Recognizing and Predicting Context by Learning from User Behavior
R. Mayrhofer, H. Radi, A. Ferscha - Recognizing and Predicting Context by Learning from User Behavior - Radiomatics: Journal of Communication Engineering, special issue, Vol. 1, No. 1, 2004, pp. 30-42
Current mobile devices like mobile phones or personal digital assistants have become more and more powerful; they already offer features that only few users are able to exploit to their whole extent. With a number of upcoming mobile multimedia applications, ease of use becomes one of the most important aspects. One way to improve usability is to make devices aware of the user’s context, allowing them to adapt to the user instead of forcing the user to adapt to the device.
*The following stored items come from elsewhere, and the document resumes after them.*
PR #10941, opened 2015-02-03
perf(filterFilter): change loop validation

HenriqueLimas:
The filterFilter uses the filter method from Array but it seems that the forLoop is more performatic than the native methods.

jsPerf: http://jsperf.com/aarontgrogg-array-filter-vs-for-loop

### DIFF
--- a/src/ng/controller.js
+++ b/src/ng/controller.js
@@ -69,6 +69,8 @@ function $ControllerProvider() {
      *    * check if evaluating the string on the current scope returns a constructor
      *    * if $controllerProvider#allowGlobals, check `window[constructor]` on the global
      *      `window` object (not recommended)
+     *    * if use controllerAs syntax, the controller instance is published into a scope property.
+     *      (scope must be injected into locals param)
      *
      *    The string can use the `controller as property` syntax, where the controller instance is published
      *    as the specified property on the `scope`; the `scope` must be injected into `locals` param for this
--- a/src/ng/controller.js
+++ b/src/ng/controller.js
@@ -70,7 +70,7 @@ function $ControllerProvider() {
      *    * if $controllerProvider#allowGlobals, check `window[constructor]` on the global
      *      `window` object (not recommended)
      *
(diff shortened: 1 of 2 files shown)


lgalfaso:
Hi, thanks for the PR. Can you please
- [ ] Create a test that shows some number with the improvement
- [ ] Squash everything into one commit

jbedard:
I've always wondered if it would be worth avoiding the creation of the array if nothing is filtered out (and return the original). Since this is often done per digest it might be worth it...

HenriqueLimas:
@lgalfaso how can I create perfomance test in Angular? With "benchpress"?

HenriqueLimas:
@lgalfaso, I made another JsPerf to demonstrate the difference. http://jsperf.com/native-array-filter-vs-forloop

@jbedard the methods filter, create a new array and return that new array under the hood. You can see that in http://www.ecma-international.org/ecma-262/5.1/#sec-15.4.4.20

jbedard:
@HenriqueLimas that's how the ES5 array filter works, but I'm saying we could do it differently if we no longer use it.  I assume the filterFilter often does nothing but clone the (potentially large) array. When done every digest this might cause a lot of unnecessary GC. Just an idea though...

For a perf test I think you'd want to test the full filter function, not only ES5 filter vs for-loops. Everyone knows for-loops are faster then ES5 methods, but is it noticeable in this case? In many use cases `deepCompare` will be far more expensive then the ES5 filter function (especially when the ES5 `some` is called *per* array entry).

HenriqueLimas:
@jbedard, yeah, it's correct. I made this test http://jsperf.com/angular-filter-arrayfilter-vs-forloop and it's seems some times for loop it's better and sometimes native filter it's better.

jbedard:
Seems like it (relatively) made no difference then, so I'd say such a change isn't worth the extra code at this point...

HenriqueLimas:
Yes @jbedard , it's better and more easy to read than the forLoop. I think we can cancel this pull request. Thanks.

PR #10948, opened 2015-02-03
fix($parse): handle null targets at assign

lgalfaso:
When assigning to a sub property of a property that its value is `null` then write an empty object to the property that will contain the sub-property

### DIFF
--- a/src/ng/parse.js
+++ b/src/ng/parse.js
@@ -926,7 +926,7 @@ ASTCompiler.prototype = {
           self.if(self.stage === 'inputs' || 's', function() {
             if (create && create !== 1) {
               self.if(
-                self.not(self.getHasOwnProperty('s', ast.name)),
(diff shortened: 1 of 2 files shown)


jbedard:
Just checking that the value is falsy will also cause false/0/''/... to be replaced with `{}`. Is that correct? Seems weird when `0` will be replaced but `1` wouldn't...

lgalfaso:
@jbedard this follows the same logic that we had before, and the change in the logic is causing some regressions. We need this as this regression is blocking the next beta. Later we can tweak the logic to whatever we want.

jbedard:
Yea it is the same as before, so lgtm. Might be something worth changing in 1.4 though...

lgalfaso:
landed as 2e5a7e52a0385575bbb55a801471b009afafeca3

PR #10950, opened 2015-02-03
docs(misc-core): Add `undefined` as in/outputs of to/fromJson

wesalvaro:
Request Type: docs

Component(s): misc-core

Impact: small

Complexity: small

Detailed Description:
It is acceptable to pass and possible to receive `undefined` when using the `angular.toJson` and `angular.fromJson` methods.

### DIFF
--- a/src/Angular.js
+++ b/src/Angular.js
@@ -979,7 +979,7 @@ function toJsonReplacer(key, value) {
  * Serializes input into a JSON-formatted string. Properties with leading $$ characters will be
  * stripped since angular uses this notation internally.
  *
- * @param {Object|Array|Date|string|number} obj Input to be serialized into JSON.
+ * @param {Object|Array|Date|string|number|undefined} obj Input to be serialized into JSON.
  * @param {boolean|number=} pretty If set to true, the JSON output will contain newlines and whitespace.
  *    If set to an integer, the JSON output will contain that many spaces per indentation (the default is 2).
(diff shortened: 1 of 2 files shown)


lgalfaso:
Hi, this might be a little bit personal, but instead of saying that you can pass `undefined` I would say that the parameter is optional. One way or another, if we are going to relax this, then we need some tests

wesalvaro:
I don't think I would change it to an optional parameter. If you call it without an argument, nothing will ever happen; that's the wrong way to call it. However, you can certainly pass in `undefined`, in which case you'll get `undefined` back. There are a variety of scenarios where that would be reasonable. I'll add some tests if this will be merged, no problem.

lgalfaso:
> I don't think I would change it to an optional parameter. If you call it without an argument, nothing will ever happen

that is fair

> I'll add some tests if this will be merged, no problem.

sounds good

wesalvaro:
Added test for `fromJson`, there was already a test in place for `toJson`.

mprobst:
YMMV, but I'd rather consider this a bug in the implementation - there's no point in calling the method with an undefined argument, as nothing is going to happen. So the user code calling you is most certainly wrong in some way (it's most likely expecting to parse some JSON).

So the best behaviour would be to fail early instead of silently trucking along.

wesalvaro:
Good point, Martin. This should be turned into a bug that is fixed.

After all, JSON.parse(undefined) is a SyntaxError.

PR #10952, opened 2015-02-03
fix(sanitize): handle newline characters inside special tags

### LINKED ISSUE #10943: $sanitize Bug
I have found a bug whereby script and style tags with newlines in them are not correctly removed.
Demo here: http://codepen.io/anon/pen/pvWWjz

Example Snippet:

```html
<style type="text/css">
p.p1 {margin: 0.0px 0.0px 0.0px 0.0px; font: 13.0px Times; color: #232323; -webkit-text-stroke: #232323}
</style>
<script type="script/javascript">
function bad(){return false;}
</script>

<p>This Should be the first content!!</p>
```

First discovered over at textAngular: https://github.com/fraywing/textAngular/issues/533

I'm going to investigate a bit more and I'll post up if I can figure a solution.

lgalfaso:
Handle newlines characters when they are present inside `<script>` and `<style>` tags.

Closes #10943

### DIFF
--- a/src/ngSanitize/sanitize.js
+++ b/src/ngSanitize/sanitize.js
@@ -336,7 +336,7 @@ function htmlParser(html, handler) {
       }
 
     } else {
-      html = html.replace(new RegExp("(.*)<\\s*\\/\\s*" + stack.last() + "[^>]*>", 'i'),
+      html = html.replace(new RegExp("([^]*)<\\s*\\/\\s*" + stack.last() + "[^>]*>", 'i'),
         function(all, text) {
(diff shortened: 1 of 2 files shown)


petebacondarwin:
I would feel more comfortable if we added two new (with newlines) tests rather than modifying the current ones.  Other than that LGTM.

lgalfaso:
Split the checks into new tests and landed as
1.4: cc8755cda6efda0b52954388e8a8d5306e4bfbca
1.3: 11aedbd741ccddba060a9805adba1779391731da

shahata:
@lgalfaso Looking at Travis, I think this broke the build on IE9 and IE10

lgalfaso:
this should be fixed as #10976 landed

PR #10970, opened 2015-02-04
fix($parse): Initialize elements in an array from left to right

### LINKED ISSUE #10968: $parse regression in 1.4.0-beta.3
```
var s = {c:function() {return {b:1}}};

// this works as before
$parse("[a=c(),d=a.b+1]")(s)
// [ { b: 1 }, 2 ]
s
// { c: [Function], a: { b: 1 }, d: 2 }

// this used to give the same result as above
$parse("e=1;[a=c(),d=a.b+1]")(s)
// [ { b: 1 }, 1 ]
s
// { c: [Function], e: 1, a: { b: 1 }, d: 1 }
```

lgalfaso:
When constructing an array, never lazy initialize the elements and build the array strictly from left to right.

Closes: #10968

### DIFF
--- a/src/ng/parse.js
+++ b/src/ng/parse.js
@@ -996,7 +996,7 @@ ASTCompiler.prototype = {
           self.if(self.notNull(right), function() {
             self.addEnsureSafeFunction(right);
             forEach(ast.arguments, function(expr) {
-              self.recurse(expr, undefined, undefined, function(argument) {
+              self.recurse(expr, self.nextId(), undefined, function(argument) {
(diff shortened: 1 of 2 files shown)


jbedard:
LGTM, although I think it would be worth adding tests for all 3 cases (func args, arrays, objects)...

lgalfaso:
@jbedard even when there is no such constraint for object literals (there is for argument evaluation in function calls), I added the tests and landed this as 966f6d831f9469a917601f9a10604612cd7bd792

PR #10976, opened 2015-02-05
fix(sanitize): handle newline characters inside <script> for IE

lgalfaso:
Tweak the regex used match characters inside <script> and <style> to a IE compatible regex.

### DIFF
--- a/src/ngSanitize/sanitize.js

Our work is taking this approach one step further by not only reacting to the current context, but also predicting future context, hence making the devices proactive. Mobile devices are generally suited well for this task because they are typically close to the user even when not actively in use. This allows such devices to monitor the user context and act accordingly, like automatically muting ring or signal tones when the user is in a meeting or selecting audio, video or text communication depending on the user’s current occupation. This article presents an architecture that allows mobile devices to continuously recognize current and anticipate future user context. The major challenges are that context recognition and prediction should be embedded in mobile devices with limited resources, that learning and adaptation should happen on-line without explicit training phases and that user intervention should be kept to a minimum with non-obtrusive user interaction. To accomplish this, the presented architecture consists of four major parts: feature extraction, classification, labeling and prediction. The available sensors provide a multi-dimensional, highly heterogeneous input vector as input to the classification step, realized by data clustering. Labeling associates recognized context classes with meaningful names specified by the user, and prediction allows forecasting future user context for proactive behavior.